Let’s say you’re writing a function that needs to log some useful information. “Actually”, you think to yourself, “it would be pretty handy if I knew where the function was called from”. inspect comes to the rescue!

# foo.py
import inspect


def foo():
    # Get outer FrameInfo; ie. one level back in the call stack
    caller_frameinfo = inspect.stack()[1]
    caller_name = caller_frameinfo.function
    print(f"Caller name: {caller_name}")
    # This will fail if the caller's name isn't in the caller's scope. This can
    # happen eg. with lambdas.
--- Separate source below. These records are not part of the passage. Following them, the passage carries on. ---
PR #516, opened 2023-11-27
Add changelog for 6.4.1

consideRatio:
I'm motivated to make this release for:
- verify that publishing to both dockerhub + quay works as intented
- have a fresh build with less known vulnerabilities and possibly now with node 20 instead of node 18 (we don't have that pinned)

### DIFF
--- a/CHANGELOG.md
+++ b/CHANGELOG.md
@@ -6,6 +6,44 @@ command line for details.
 
 ## [Unreleased]
 
+### 4.6.1 - 2023-11-27
+
+([full changelog](https://github.com/jupyterhub/configurable-http-proxy/compare/4.6.0...4.6.1))
+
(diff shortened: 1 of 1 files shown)


minrk (approved):

consideRatio:
I got the PR title / commit title here wrong, it should be 4.6.1 and not 6.4.1 --- I'm publishing this as 4.6.1 now though!

consideRatio:
There was an issue with read only credentials to push to the image on quay.io that was fixed, but I never got the workflow to re-run correctly for some reason. It successfully logged in but still got 401. Doing it from my fork worked out though, so I figure it was perhaps re-using the read-only permissions or similar --- I'm confused...

I think this should work for jupyterhub/jupyterhub as well, and this repo going onwards --- but I'm not 100% sure.

PR #559, opened 2024-10-01
Replace `request` and `request-promise-native`

mjpsyapse:
`request` and `request-promise-native` have been deprecated for some time now. Removing them also resolves some CVE's even though they are dev dependencies.


minrk:
Thanks!

PR #574, opened 2025-05-15
migrate commonjs to esm

minrk:
This is mostly a find/replace of `require` to `import`, with little practical changes.

This is a breaking change for anyone who uses configproxy from another js package via undocumented `require('configurable-http-proxy')` API, but I think that is probably zero people, and now _technically_ only breaks on users of node 18, as you can `require` esm modules [starting with node 20](https://socket.dev/blog/require-esm-backported-to-node-js-20), which is the oldest supported LTS version by node.js itself, as of this month.

Trades coverage tool nyc for equivalent c8, since nyc doesn't support esm.

closes #563 by upgrading node-fetch, which is what prompted this change since it's an esm.

We could improve the code a lot by moving to async/await from chaining promises. That's purely internal, though, whereas this is an API change (though an undocumented, unsupported API that I _think_ nobody uses), so I wanted to do it as part of the already major bump due to the nodejs increase with http-proxy-3.

### DIFF
--- a/.pre-commit-config.yaml
+++ b/.pre-commit-config.yaml
@@ -17,7 +17,7 @@ repos:
         additional_dependencies:
           - setuptools
 
-  # Autoformat: markdown, javacsript
+  # Autoformat: markdown, javascript
   - repo: https://github.com/pre-commit/mirrors-prettier
     rev: v4.0.0-alpha.8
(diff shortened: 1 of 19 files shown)


manics (approved):
Looks fine to me

PR #592, opened 2025-07-28
Support proxying to unix sockets

dometto:
## Summary

This PR adds support for proxying to servers that are listening on a Unix socket. The Node http client library already supports unix sockets, so adding this functionality was just a matter of setting the right values for the connection options.

It also adds a test for the new functionality.

## Rationale

[JupyterHub already supports listening on unix sockets](https://github.com/jupyterhub/jupyterhub/issues/3529#issuecomment-3073078980).

However, at this point, servers spawned by the hub have no way of contacting the Hub, as `configurable-http-proxy` is not capable of proxying back to the Hub when it listens on a unix socket. This functionality would therefore mean a significant step towards being able to host all JupyterHub services on a unix socket. Apart from some (probably small) performance benefits compared to TCP, this would also mean security gains in situations where endusers have shell access to the machine running Jupyter services (while servers listening on TCP can be contacted by any user on the system, unix sockets can be secured using normal file permissions).

A next step would be to allow `configurable-http-proxy` to listen on unix sockets itself, for both the proxy server and the API server. This should be pretty trivial, as Node's http server library already supports listening on unix sockets. This feature is already used in the test in this PR.

## Details

* The current implementation will treat any url with a protocol starting with `unix` as a unix socket path, so `unix+http://` (which is used by JupyterHub) and `unix://` will both work.
* When adding a route, it is important to pass in a url-encoded version of the path to the Unix socket: `unix+http://%2Ftmp%2F/test.sock`, and *not* `unix+http:///tmp/test.sock`. This again follows the current expectations of JupyterHub. When passing in the unencoded path, `URL.parse` will interpret `/tmp/test.sock` as the *path*, and set hostname to an empty string.


lib/configproxy.js
```diff
@@ -388,6 +388,34 @@ export class ConfigurableProxy extends EventEmitter {
     });
   }
 
+  proxyOptsForTarget(target, reqUrl) {
+    var proxyOptions = { target };
+
+    if (target.protocol.startsWith("unix")) {
+      proxyOptions.secure = false;
```
dometto, line 395: No support for SSL on unix sockets; this is not really needed anyway.

dometto:
@manics sorry for the direct ping (just looked at the last active contributor). Could you let me know if there is any interest in this feature?

PR #600, opened 2026-04-17
CI: build tests in Release and ship them in the integration artifact (closes #599)

### LINKED ISSUE #599: CI: integration pipeline artifact should ship test executables from a Release build
The integration pipeline workflow builds ChronoLog in Release mode and publishes the resulting artifact for downstream use (e.g. a future workflow that runs the test suite against the branch). Today that artifact is unusable for testing: installation of test executables is gated on Debug builds (`CHRONOLOG_INSTALL_TESTS=ON` is only enabled by `build.sh` when `BUILD_TYPE=Debug`), and the CMake test tree is skipped entirely outside of Debug.

A previous attempt at fixing this (PR #600, initial revision) switched the pipeline to a Debug build. That is the wrong fix — the artifact that we test needs to reflect what we actually ship, which is a Release build. Testing a Debug binary tells us nothing about the Release binary that reaches users.

The real fix is to decouple "build tests" from "install tests":

- Build the test tree in both Debug and Release so the suite can be exercised against a release-mode binary.
- Keep `CHRONOLOG_INSTALL_TESTS` default OFF so release packages (TGZ/RPM/DEB) stay clean — the flag only controls the install tree, not CPack.
- In the integration pipeline, stay on Release and export `CHRONOLOG_INSTALL_TESTS=ON` so the uploaded `chronolog-install-<branch>` artifact carries the test executables.

iameneko:
## Why

The integration pipeline uploads `chronolog-install-<branch>` so downstream workflows can run the test suite against the branch. That artifact needs to contain test executables AND reflect what we ship — i.e. a Release build. Today neither is true: test executables are only installed in Debug, and the CMake test tree is skipped entirely outside of Debug.

An earlier revision of this PR took the easy route and switched the pipeline to Debug. That's the wrong fix — a Debug binary doesn't tell us whether the Release binary we hand to users actually works. The right fix is to build tests in Release and control only the *install* with a flag.

## What

Decouple "build tests" from "install tests":

- `CMakeLists.txt`: drop the Release-mode gate around `add_subdirectory(test)`. The test tree now builds in both Debug and Release. `CHRONOLOG_INSTALL_TESTS` (default OFF) still controls whether test binaries land in the install prefix, so release packages (TGZ/RPM/DEB) stay clean.
- `.github/workflows/integration-pipeline.yml`: stay on Release, export `CHRONOLOG_INSTALL_TESTS=ON` for the build and install steps so the uploaded artifact carries the test binaries. Artifact name reverts to `chronolog-install-<branch>`.

Closes #599


CMakeLists.txt
```diff
@@ -234,15 +234,18 @@ add_custom_target(lint COMMAND cpplint --recursive
...
 
 #------------------------------------------------------------------------------
-# Testing (only in Debug mode; Release install has no test tree)
+# Testing
+#
+# The test tree is built in both Debug and Release so CI (and anyone who wants
+# to exercise a release-mode binary) can run the suite against the real build.
+# Tests are NOT installed by default: CHRONOLOG_INSTALL_TESTS controls whether
+# they land in the install prefix, and it defaults to OFF so release packages
+# (TGZ/RPM/DEB) stay clean. Opt in via -DCHRONOLOG_INSTALL_TESTS=ON or the
```
fkengun: This can be clarified a bit. On the first cmake configure, i.e., when the build dir is empty, the exported `CHRONOLOG_INSTALL_TESTS` can do its job to control whether tests are installed. But it will stay as it was unless some explicit work is done, e.g., passing it to cmake explicitly with `-DCHRONOLOG_INSTALL_TESTS` or unsetting then reconfiguring with `cmake -U CHRONOLOG_INSTALL_TESTS`, or deleting generated `CMakeCache.txt` file. Our existing deploy scripts do not allow this.

iameneko: Good catch — you're right that the env var only seeds the default on a fresh configure and the cached value wins on reconfigure, which breaks any workflow that reuses the build dir.

Fixed in 641636e: `build.sh` now reads `CHRONOLOG_INSTALL_TESTS` from the environment (if set) and forwards it as an explicit `-DCHRONOLOG_INSTALL_TESTS=<value>` on every cmake invocation, so the cached entry is overridden. The Debug-mode auto-enable is now just the fallback when the env var is unset. CMakeLists comment updated to flag the caveat for anyone invoking cmake directly.

tools/deploy/ChronoLog/build.sh
```diff
@@ -152,17 +152,28 @@ prepare_build_directory() {
...
     local cmake_args=(-S "${REPO_ROOT}" -B . -DCMAKE_BUILD_TYPE="${BUILD_TYPE}" -DPython_EXECUTABLE="${PYTHON_EXECUTABLE}")
     if [[ -n "$INSTALL_PATH" ]]; then
         echo -e "${DEBUG}Using installation prefix: ${INSTALL_PATH}${NC}"
         cmake_args+=(-DCMAKE_INSTALL_PREFIX="${INSTALL_PATH}")
     else
         echo -e "${DEBUG}No installation path specified; using CMake defaults (your CMakeLists sets $HOME/chronolog-install).${NC}"
     fi
-    if [[ "$BUILD_TYPE" == "Debug" ]]; then
+    local install_tests=""
+    if [[ -n "${CHRONOLOG_INSTALL_TESTS+x}" ]]; then
```
fkengun: you mean `${CHRONOLOG_INSTALL_TESTS:+x}`? we need to treat the case when `CHRONOLOG_INSTALL_TESTS` is exported but empty the same way as it's unset.

iameneko: You're right — `${VAR+x}` expands when the variable is set even to empty, so an exported-but-empty `CHRONOLOG_INSTALL_TESTS` would take the "from environment" branch with an empty value, which (a) forwards nothing to cmake because of the `-n "$install_tests"` guard, and (b) skips the Debug-mode fallback in the `elif`. Switched to `${VAR:+x}` in 935e784 so empty is treated the same as unset.

fkengun (approved):

Issue #618, opened 2026-04-27
Add protocol_version field to Connect handshake


iameneko:
Once the client is self-contained and we start deploying ChronoLog with external clients connecting, silent wire incompatibilities become a real failure mode — Cereal will happily deserialize a struct with a different shape and produce garbage rather than fail loudly. Adding a small `uint32_t protocol_version` field to the Connect handshake (initial value 1) gives us an explicit version-check anchor: the Visor verifies the field on Connect and returns a clear `CL_ERR_PROTOCOL_VERSION_MISMATCH` on a mismatch instead of letting downstream serialization fail mysteriously.

Useful as the foundation for any future wire change being explicit about which client/server versions are compatible.

Issue #617, opened 2026-04-27
Drop redundant storyId from LogEvent on the wire


iameneko:
On the Client → Keeper write RPC and the Player → Client replay RPC, every `LogEvent` carries a `storyId` field that's redundant on the wire — the recording session already knows the story on writes, and the client already specified the story when issuing a query on reads. Dropping the field saves 8 bytes per event over the wire, shrinks the type to its essentials, and slims `LogEvent` down to the same shape as today's public `Event` plus eventIndex.

The Keeper would attach `storyId` at receipt time from session context. Worth doing after #616 lands so the change is purely about wire shape, not type ownership.

iameneko:
Moving this to v2.8.0. With #571 and #616 landing, the core client isolation goal is met; this issue is a wire-size optimization on top of an already-decoupled client rather than a step in the isolation work itself, so it makes sense to evaluate it alongside the v2.8.0 work rather than gating v2.7.0 on it.

iameneko:
This issue will be addressed at issue #328

PR #620, opened 2026-04-27
Move chrono_common shared types to client ownership

### LINKED ISSUE #611: client: drop dead <city.h> include
`Client/cpp/src/ChronologClientImpl.cpp` includes `<city.h>` from `chrono_common`, but no `CityHash` symbol is actually referenced anywhere in the client. The `ClientId` is generated by the Visor and returned to the client via `ConnectResponseMsg.getClientId()`; the client just stores it.

The include is dead and can be removed without replacement on the client side. The Visor's hash-algorithm choice (whether to keep CityHash, switch to UUID, etc.) is a separate cleanup tracked in #129 and is unrelated to this client refactor.

### Scope
- Remove `#include <city.h>` from `Client/cpp/src/ChronologClientImpl.cpp`.
- Verify nothing else in the client references `city.h` or any `CityHash*` symbol.

### Acceptance criteria
- [ ] `grep -r "city" Client/` returns no `chrono_common`-rooted hits.
- [ ] Build is clean.
- [ ] CI is green (no test regressions vs. develop baseline).

### Dependencies
- Independent. Can land at any time.
- Part of the post-#571 client decoupling roadmap (milestone v2.7.0 — Client Isolation).

Refs #129

### LINKED ISSUE #614: client: decouple from internal ServiceId / service_endpoint
`chrono_common::ServiceId` and the `chrono_common::service_endpoint` typedef are used pervasively across every RPC client class on the client side:

- `ClientQueryService` (replay path)
- `KeeperRecordingClient` (write path)
- `PlaybackQueryRpcClient` (replay path)
- `rpcVisorClient` (metadata path)

23 references to `ServiceId` and 3 to `service_endpoint` across the client implementation today.

### Architecture (per team agreement)

The **client owns the shared types**; the server depends on them by including from `Client/cpp/include/`.

Under this model, this issue **simplifies to a file move** — `ServiceId.h` becomes a client-owned shared type, the server includes it from the client's include path. No need to design a parallel client-internal endpoint type or refactor every RPC client class.

### Scope

1. **Move `ServiceId.h` from `chrono_common/include/` to `Client/cpp/include/`.**
2. **Update all server-side files** that include `<ServiceId.h>` to include it from the new location (already on the include path via the public `chronolog_client` target's PUBLIC include surface).
3. **Drop the chrono_common-rooted include** from client files; update the include path / dependency direction so the client no longer has to point at `chrono_common/include/` for this header.

### Acceptance criteria

- [ ] `ServiceId.h` lives under `Client/cpp/include/`.
- [ ] Client source files no longer include `<ServiceId.h>` from `chrono_common`.
- [ ] Server-side compiles cleanly with the new include location.
- [ ] CI green vs. baseline.

### Wire compatibility

None — `ServiceId` is the same type after the move; only its source-tree location changes.

### Overlap with #261

A rewritten #261 will define a **public** `EventSequence` and a **public** meaningful `ClientId` type. That is a public API design exercise, separate from this internal-addressing-type relocation. The two should be co-designed only insofar as the ClientId direction overlaps. See the comment on #261.

### Dependencies

- Independent of #611, #612, #613 in code.
- Part of the post-#571 client decoupling roadmap (milestone v2.7.0 — Client Isolation).

Refs #571 #261

### LINKED ISSUE #615: client: drop chrono_common from client library link surface
Final step in the post-#571 client decoupling roadmap. After #611, #612, #613, and #614 land, the client implementation no longer references any compiled `chrono_common` symbol. This issue cements that at the build level and adds a CI guard so the decoupling cannot silently regress.

### Architecture context

Under the agreed merged-types architecture, shared protocol types live in `Client/cpp/include/` and the server includes them from there. So the goal here is **link-level decoupling**: the `chronolog_client` target does not link `chrono_common`'s compiled object code, and downstream consumers of `libchronolog_client.so` get a self-contained binary.

(This is distinct from "no chrono_common-origin headers" — under the merged-types model, there are no chrono_common-origin headers in the client by the time #611–#614 land, because everything that was shared has been moved to `Client/cpp/include/`.)

### Scope

- **Remove `chrono_common` from `target_link_libraries(chronolog_client)`** in `Client/cpp/CMakeLists.txt`.
- **Remove `${CMAKE_SOURCE_DIR}/chrono_common/include`** from the client target's PRIVATE include path (no longer needed once #611–#614 have moved everything).
- **Add a build-time / CI guard** that asserts `libchronolog_client.so` does not link any chrono_common-compiled object. Suggested approach: a small post-build script (or CMake custom command) that checks the symbol table — for example, that no symbol matching the chrono_common-only `.cpp` units (`StoryChunk*`, `StoryPipeline*`, `RDMATransferAgent*`, `ChunkExtractor*`, etc.) is defined in the resulting client library. Keep it cheap so it runs on every CI build.
- **Optional but recommended:** verify with `ldd` (or equivalent) that an installed `libchronolog_client.so` has no runtime dependency on a separately-built `libchrono_common.*`.

### Acceptance criteria

- [ ] `chronolog_client` CMake target does not link or include `chrono_common`.
- [ ] CI fails fast if any chrono_common-compiled symbol re-appears in the built client library.
- [ ] Existing CI tests stay green vs. baseline.

### Dependencies

**Blocked by:** #611, #612, #613, #614. Cannot land until all four prior moves are merged.

### Wire compatibility

None — purely a build-system / packaging change.

Refs #571

### LINKED ISSUE #616: Move chrono_common shared types to client ownership
After #571 lands, the next step toward a self-contained client SDK is to move the shared protocol types out of `chrono_common` and into `Client/cpp/include/`. Under the architecture we agreed on, the client owns these types and the server picks them up via the public include surface that's already wired through `chronolog_client`. This is mostly mechanical work — file moves plus include-path updates — and once it's done we can drop the `chrono_common` dependency from the client library entirely.

The headers to move are `chronolog_types.h` (`LogEvent` and friends), `ServiceId.h`, `KeeperIdCard.h`, `ConnectResponseMsg.h`, and `AcquireStoryResponseMsg.h`. Alongside the moves we also drop the dead `<city.h>` include from `ChronologClientImpl.cpp` and remove `chrono_common` from `chronolog_client`'s `target_link_libraries`. End state: `libchronolog_client.so` is self-contained and packageable, and the server keeps using the same shared types it does today, just from their new home.

Checklist:
- [ ] Move `chronolog_types.h` to `Client/cpp/include/`
- [ ] Move `ServiceId.h` to `Client/cpp/include/`
- [ ] Move `KeeperIdCard.h` to `Client/cpp/include/`
- [ ] Move `ConnectResponseMsg.h` to `Client/cpp/include/`
- [ ] Move `AcquireStoryResponseMsg.h` to `Client/cpp/include/`
- [ ] Drop the dead `<city.h>` include from `ChronologClientImpl.cpp`
- [ ] Drop `chrono_common` from `target_link_libraries(chronolog_client)`

Refs #571

### LINKED ISSUE #619: CI guard against chrono_common symbol leakage in client library
Defense-in-depth for the client decoupling work. Once #616 lands and `chronolog_client` no longer links `chrono_common`, add a small post-build check that asserts `libchronolog_client.so` contains no symbols defined in chrono_common's compiled units (`StoryChunk`, `RDMATransferAgent`, etc.). A cheap `nm`-based check that runs on every CI build, fails fast if a future change accidentally re-couples the client.

Could fold into the #616 PR if it's a couple of lines, or land as a small follow-up if not.

iameneko:
Moves the shared protocol types (`chronolog_types.h`, `ServiceId.h`, `KeeperIdCard.h`, `ConnectResponseMsg.h`, `AcquireStoryResponseMsg.h`) out of `chrono_common/include/` and into `Client/cpp/include/`. Under the architecture we agreed on, the client owns these types and the server picks them up via the public include surface — `chrono_common`'s CMake already lists `Client/cpp/include` as a PUBLIC include, so existing consumers resolve the headers from their new location without source changes. The dead `<city.h>` include in `ChronologClientImpl.cpp` goes away in the same pass, and `chrono_common` is removed from `chronolog_client`'s `target_link_libraries` and PRIVATE include path.

End state: `libchronolog_client.so` no longer links any `chrono_common` compiled code, the SDK is self-contained, and the server keeps using the same shared types it does today, just from their new home. Each move is its own commit so the diff is bisectable.

What's in here:
- One commit per file move (5 commits, mechanical rename detection by git)
- One commit dropping the dead `<city.h>` include
- One commit removing `chrono_common` from `target_link_libraries(chronolog_client)` and from its PRIVATE include path

Stacked on top of #610. Closes #616.

Refs #617 #618 #619 for follow-up optimizations (drop redundant `storyId` from the wire, add `protocol_version` to Connect, CI guard against future re-coupling).

---
Closes #614
Closes #615
Closes #619
Closes #611


ibrodkin (commented):
The changes look fine overall; they do implement what the issue described needed to be done to remove the chronolog_client dependency on chrono_common.

I would recommend removing dependency on KeeperIdCard from the chronolog_client library in the next iteration. The client only needs to know ServiceIds of the chrono-keepers. The change would require changing the definition og AcquireStoryResponseMsg to return the vector of keepers ServiceIds instead of KeeperIdCards and the code in ChronoVisor that populates the AcquireStoryResponseMsg.  Other than this the changes look fine and ready for approval

I've created issue #624  to remove KeeperIdCard.h dependency

ibrodkin (approved):
I've created issue #624 to remove KeeperIdCard.h dependency in the next iteration
Approving these changes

You'd probably want to wrap this in a `try:`
    # block, or skip this completely and work with the name, rather than a
    # reference to the actual caller. I'm including this here just for
    # completeness' sake.
    caller = caller_frameinfo.frame.f_globals[caller_name]
    print(f"Caller: {caller}")

def bar():
  foo()

bar()

Now, running the file does exactly what it says on the tin:

$ python foo.py
Caller name: bar
Caller: <function bar at 0x10f19e160>

7. Nesting f-strings

This one is particularly ugly. I also struggle to find a valid usecase for it, except maybe some crazy code generation. The ugly hack here is this: you can actually nest f-strings! They just can’t contain backslash-escapes, but that can be worked around trivially:

# foo.py

newline = "\n"

print(f"""{
    newline.join(f'''{
        " ".join(f"{y}{x}" for x in range(4))
    }''' for y in range(4))
}""")

Ever wanted your Python to look like Perl? Well, now it can! Here’s what running that code snippet results in:

$ python foo.py
00 01 02 03
10 11 12 13
20 21 22 23
30 31 32 33

Neat! Ultimately useless, but neat.

Honorable mentions:

The walrus operator did not qualify for this list, since it’s far from being obscure - in fact, it was one of the most talked-about additions to Python in recent versions! It’s definitely a trick you want to keep in your book, though.